Information supplied =>
⁂

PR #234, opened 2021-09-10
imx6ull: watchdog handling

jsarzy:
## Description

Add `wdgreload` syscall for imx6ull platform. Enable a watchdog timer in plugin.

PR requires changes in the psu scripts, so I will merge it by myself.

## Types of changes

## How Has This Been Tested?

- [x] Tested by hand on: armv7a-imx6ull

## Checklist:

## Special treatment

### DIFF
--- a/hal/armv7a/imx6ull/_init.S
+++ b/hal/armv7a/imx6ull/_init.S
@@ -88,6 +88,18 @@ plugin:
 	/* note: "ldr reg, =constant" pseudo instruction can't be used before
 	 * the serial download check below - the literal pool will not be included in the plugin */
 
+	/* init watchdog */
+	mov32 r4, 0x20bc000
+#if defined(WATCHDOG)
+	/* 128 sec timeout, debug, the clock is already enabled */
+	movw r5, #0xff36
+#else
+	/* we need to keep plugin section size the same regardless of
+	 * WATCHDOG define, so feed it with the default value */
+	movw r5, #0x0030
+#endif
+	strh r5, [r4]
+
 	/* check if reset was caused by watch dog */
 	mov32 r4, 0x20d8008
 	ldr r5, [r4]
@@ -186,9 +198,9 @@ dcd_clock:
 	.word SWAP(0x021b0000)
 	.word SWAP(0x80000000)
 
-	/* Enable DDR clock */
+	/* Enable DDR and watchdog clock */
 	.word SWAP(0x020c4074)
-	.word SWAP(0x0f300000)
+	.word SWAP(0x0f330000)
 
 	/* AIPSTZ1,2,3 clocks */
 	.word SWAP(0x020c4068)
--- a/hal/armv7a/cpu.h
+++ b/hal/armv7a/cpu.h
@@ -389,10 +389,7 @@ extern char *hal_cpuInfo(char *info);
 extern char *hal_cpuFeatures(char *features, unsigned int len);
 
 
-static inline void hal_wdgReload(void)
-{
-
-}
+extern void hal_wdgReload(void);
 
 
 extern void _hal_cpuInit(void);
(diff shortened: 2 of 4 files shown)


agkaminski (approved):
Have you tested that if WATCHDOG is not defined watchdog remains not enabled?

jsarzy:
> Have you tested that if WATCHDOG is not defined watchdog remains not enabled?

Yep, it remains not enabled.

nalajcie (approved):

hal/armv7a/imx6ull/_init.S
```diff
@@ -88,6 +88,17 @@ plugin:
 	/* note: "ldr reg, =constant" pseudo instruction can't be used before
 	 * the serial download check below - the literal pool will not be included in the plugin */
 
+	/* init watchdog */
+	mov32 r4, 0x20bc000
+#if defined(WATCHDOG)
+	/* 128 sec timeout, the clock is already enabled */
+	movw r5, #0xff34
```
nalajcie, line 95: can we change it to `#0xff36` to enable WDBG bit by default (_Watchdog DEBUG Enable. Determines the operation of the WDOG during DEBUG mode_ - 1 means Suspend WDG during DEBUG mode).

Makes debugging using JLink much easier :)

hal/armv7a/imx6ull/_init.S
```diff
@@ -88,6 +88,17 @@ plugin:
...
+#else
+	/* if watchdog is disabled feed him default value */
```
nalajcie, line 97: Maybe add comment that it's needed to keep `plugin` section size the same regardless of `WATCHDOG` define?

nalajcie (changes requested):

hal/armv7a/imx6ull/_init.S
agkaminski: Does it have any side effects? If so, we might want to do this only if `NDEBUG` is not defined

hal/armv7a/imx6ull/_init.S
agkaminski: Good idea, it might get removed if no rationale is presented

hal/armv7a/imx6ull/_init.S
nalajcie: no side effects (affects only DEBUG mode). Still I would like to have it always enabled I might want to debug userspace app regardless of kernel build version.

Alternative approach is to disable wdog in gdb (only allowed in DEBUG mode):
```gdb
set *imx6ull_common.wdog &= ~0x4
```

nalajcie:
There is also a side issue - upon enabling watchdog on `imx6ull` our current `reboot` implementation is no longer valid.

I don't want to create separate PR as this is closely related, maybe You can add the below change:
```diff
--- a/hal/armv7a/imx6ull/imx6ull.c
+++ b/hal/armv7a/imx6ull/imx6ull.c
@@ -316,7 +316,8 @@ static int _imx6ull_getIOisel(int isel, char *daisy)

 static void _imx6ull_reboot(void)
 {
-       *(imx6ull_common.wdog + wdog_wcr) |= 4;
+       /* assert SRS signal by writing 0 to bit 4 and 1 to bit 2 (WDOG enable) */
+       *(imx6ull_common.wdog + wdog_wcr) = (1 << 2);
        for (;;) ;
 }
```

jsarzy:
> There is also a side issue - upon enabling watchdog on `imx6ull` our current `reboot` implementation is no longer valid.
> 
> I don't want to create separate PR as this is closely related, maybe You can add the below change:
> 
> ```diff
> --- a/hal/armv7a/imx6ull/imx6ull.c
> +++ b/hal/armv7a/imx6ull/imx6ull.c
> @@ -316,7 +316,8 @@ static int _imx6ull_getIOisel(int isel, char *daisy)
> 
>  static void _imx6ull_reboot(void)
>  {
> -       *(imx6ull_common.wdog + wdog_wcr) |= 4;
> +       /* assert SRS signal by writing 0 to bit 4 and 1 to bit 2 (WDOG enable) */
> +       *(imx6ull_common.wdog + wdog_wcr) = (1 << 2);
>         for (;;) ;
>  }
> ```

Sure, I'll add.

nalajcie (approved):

⁂

Requirement => Each record needs to be given again exactly.

Answer space =>
PR #234, opened 2021-09-10
imx6ull: watchdog handling

jsarzy:
## Description

Add `wdgreload` syscall for imx6ull platform. Enable a watchdog timer in plugin.

PR requires changes in the psu scripts, so I will merge it by myself.

## Types of changes

## How Has This Been Tested?

- [x] Tested by hand on: armv7a-imx6ull

## Checklist:

## Special treatment

### DIFF
--- a/hal/armv7a/imx6ull/_init.S
+++ b/hal/armv7a/imx6ull/_init.S
@@ -88,6 +88,18 @@ plugin:
 	/* note: "ldr reg, =constant" pseudo instruction can't be used before
 	 * the serial download check below - the literal pool will not be included in the plugin */
 
+	/* init watchdog */
+	mov32 r4, 0x20bc000
+#if defined(WATCHDOG)
+	/* 128 sec timeout, debug, the clock is already enabled */
+	movw r5, #0xff36
+#else
+	/* we need to keep plugin section size the same regardless of
+	 * WATCHDOG define, so feed it with the default value */
+	movw r5, #0x0030
+#endif
+	strh r5, [r4]
+
 	/* check if reset was caused by watch dog */
 	mov32 r4, 0x20d8008
 	ldr r5, [r4]
@@ -186,9 +198,9 @@ dcd_clock:
 	.word SWAP(0x021b0000)
 	.word SWAP(0x80000000)
 
-	/* Enable DDR clock */
+	/* Enable DDR and watchdog clock */
 	.word SWAP(0x020c4074)
-	.word SWAP(0x0f300000)
+	.word SWAP(0x0f330000)
 
 	/* AIPSTZ1,2,3 clocks */
 	.word SWAP(0x020c4068)
--- a/hal/armv7a/cpu.h
+++ b/hal/armv7a/cpu.h
@@ -389,10 +389,7 @@ extern char *hal_cpuInfo(char *info);
 extern char *hal_cpuFeatures(char *features, unsigned int len);
 
 
-static inline void hal_wdgReload(void)
-{
-
-}
+extern void hal_wdgReload(void);
 
 
 extern void _hal_cpuInit(void);
(diff shortened: 2 of 4 files shown)


agkaminski (approved):
Have you tested that if WATCHDOG is not defined watchdog remains not enabled?

jsarzy:
> Have you tested that if WATCHDOG is not defined watchdog remains not enabled?

Yep, it remains not enabled.

nalajcie (approved):

hal/armv7a/imx6ull/_init.S
```diff
@@ -88,6 +88,17 @@ plugin:
 	/* note: "ldr reg, =constant" pseudo instruction can't be used before
 	 * the serial download check below - the literal pool will not be included in the plugin */
 
+	/* init watchdog */
+	mov32 r4, 0x20bc000
+#if defined(WATCHDOG)
+	/* 128 sec timeout, the clock is already enabled */
+	movw r5, #0xff34
```
nalajcie, line 95: can we change it to `#0xff36` to enable WDBG bit by default (_Watchdog DEBUG Enable. Determines the operation of the WDOG during DEBUG mode_ - 1 means Suspend WDG during DEBUG mode).

Makes debugging using JLink much easier :)

hal/armv7a/imx6ull/_init.S
```diff
@@ -88,6 +88,17 @@ plugin:
...
+#else
+	/* if watchdog is disabled feed him default value */
```
nalajcie, line 97: Maybe add comment that it's needed to keep `plugin` section size the same regardless of `WATCHDOG` define?

nalajcie (changes requested):

hal/armv7a/imx6ull/_init.S
agkaminski: Does it have any side effects? If so, we might want to do this only if `NDEBUG` is not defined

hal/armv7a/imx6ull/_init.S
agkaminski: Good idea, it might get removed if no rationale is presented

hal/armv7a/imx6ull/_init.S
nalajcie: no side effects (affects only DEBUG mode). Still I would like to have it always enabled I might want to debug userspace app regardless of kernel build version.

Alternative approach is to disable wdog in gdb (only allowed in DEBUG mode):
```gdb
set *imx6ull_common.wdog &= ~0x4
```

nalajcie:
There is also a side issue - upon enabling watchdog on `imx6ull` our current `reboot` implementation is no longer valid.

I don't want to create separate PR as this is closely related, maybe You can add the below change:
```diff
--- a/hal/armv7a/imx6ull/imx6ull.c
+++ b/hal/armv7a/imx6ull/imx6ull.c
@@ -316,7 +316,8 @@ static int _imx6ull_getIOisel(int isel, char *daisy)

 static void _imx6ull_reboot(void)
 {
-       *(imx6ull_common.wdog + wdog_wcr) |= 4;
+       /* assert SRS signal by writing 0 to bit 4 and 1 to bit 2 (WDOG enable) */
+       *(imx6ull_common.wdog + wdog_wcr) = (1 << 2);
        for (;;) ;
 }
```

jsarzy:
> There is also a side issue - upon enabling watchdog on `imx6ull` our current `reboot` implementation is no longer valid.
> 
> I don't want to create separate PR as this is closely related, maybe You can add the below change:
> 
> ```diff
> --- a/hal/armv7a/imx6ull/imx6ull.c
> +++ b/hal/armv7a/imx6ull/imx6ull.c
> @@ -316,7 +316,8 @@ static int _imx6ull_getIOisel(int isel, char *daisy)
> 
>  static void _imx6ull_reboot(void)
>  {
> -       *(imx6ull_common.wdog + wdog_wcr) |= 4;
> +       /* assert SRS signal by writing 0 to bit 4 and 1 to bit 2 (WDOG enable) */
> +       *(imx6ull_common.wdog + wdog_wcr) = (1 << 2);
>         for (;;) ;
>  }
> ```

Sure, I'll add.

nalajcie (approved):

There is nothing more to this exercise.